* **WORK INSTRUCTIONS**
Search the entries for the word "mechanics". Copy every line that holds it.

Records from a collection:

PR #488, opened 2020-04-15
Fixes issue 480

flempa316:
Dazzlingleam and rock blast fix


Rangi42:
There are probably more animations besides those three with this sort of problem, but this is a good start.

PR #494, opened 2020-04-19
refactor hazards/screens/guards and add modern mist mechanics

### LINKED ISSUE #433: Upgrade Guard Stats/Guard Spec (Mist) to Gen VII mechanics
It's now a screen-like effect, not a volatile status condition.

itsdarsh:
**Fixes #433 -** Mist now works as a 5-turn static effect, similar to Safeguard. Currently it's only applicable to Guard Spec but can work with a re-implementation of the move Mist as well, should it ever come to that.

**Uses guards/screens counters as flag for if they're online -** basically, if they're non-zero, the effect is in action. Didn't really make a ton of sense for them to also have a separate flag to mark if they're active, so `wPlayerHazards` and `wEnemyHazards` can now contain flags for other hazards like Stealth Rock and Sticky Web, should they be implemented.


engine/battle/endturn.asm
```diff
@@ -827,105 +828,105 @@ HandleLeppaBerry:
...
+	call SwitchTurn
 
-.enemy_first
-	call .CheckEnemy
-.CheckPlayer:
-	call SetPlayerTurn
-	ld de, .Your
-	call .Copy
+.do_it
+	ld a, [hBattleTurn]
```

* **ANSWER AREA**
refactor hazards/screens/guards and add modern mist mechanics
### LINKED ISSUE #433: Upgrade Guard Stats/Guard Spec (Mist) to Gen VII mechanics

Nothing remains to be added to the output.